Перстни сверкнули на свечном свету.
– Должно быть, тебе пока неведомо, что три ночи тому назад кочевники разорили ремесленную деревню под Рябрянкой? Говорят, прошли по южной границе. Чьи люди там пост держали? Уж не Степана Федоровича ли...?
Не успел он договорить, как сверху, со стороны терема, где бабки укладывали спать княжеских дочек, раздался грохот. Да такой сильный, будто с обеденного стола на большом пиру разом свернули скатерть, чтобы вся кухонная утварь полетела на пол. Любодар затих и прислушался: в наступившей тишине наверху зазвучал глухой топот.

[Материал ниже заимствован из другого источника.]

PR #2582, opened 2020-12-06
Attempts to optimize connections

jenf:
Skip reconnection walking if all new paths do not connect to anything,
simplify it to just migrate the references to the new hex

### DIFF
--- a/lib/engine/hex.rb
+++ b/lib/engine/hex.rb
@@ -98,11 +98,20 @@ module Engine
       new_tile.hex = self
     end
 
-    def lay(tile)
+    def lay(tile, downgrade = false)
+      
       # key: city on @tile (AKA old_city)
       # values: city on tile (AKA new_city)
       #
       # map old cities to new based on edges they are connected to
+      #isolated = false
+      isolated = isolated_lay?(tile) && !downgrade
+      #if id == 'E20'
+        
+      #  puts isolated, $actionid
+      #  puts "before", @connections
+      #end
+
       city_map =
         # if @tile is blank, map cities by index
         if @tile.cities.flat_map(&:exits).empty? && (@tile.cities.size == tile.cities.size)
@@ -167,6 +176,7 @@ module Engine
       tile.borders.concat(@tile.borders)
       @tile.borders.clear
 
+      old_tile = @tile
       @tile.hex = nil
       tile.hex = self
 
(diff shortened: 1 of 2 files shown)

Они с князем, не сговариваясь, вскочили на ноги. Любодар схватился за ножны на поясе, готовый к бою, а Государь уж было хотел бежать на подмогу дочкам, но весь его пыл затих, как только в коридоре, разносимый эхом, раздался задыхающийся плач Васёны, его младшенькой.
– М-марфа-а! Папенька-а...! – топот затих посреди коридора, когда со стороны терема зазвучали охи старых нянек и оклики дежуривших в коридоре спальников, нагнавших Васёну. – Где вы все? Пожалуйста. Сестрица меня пугает. Она меня-а убьё-о-от.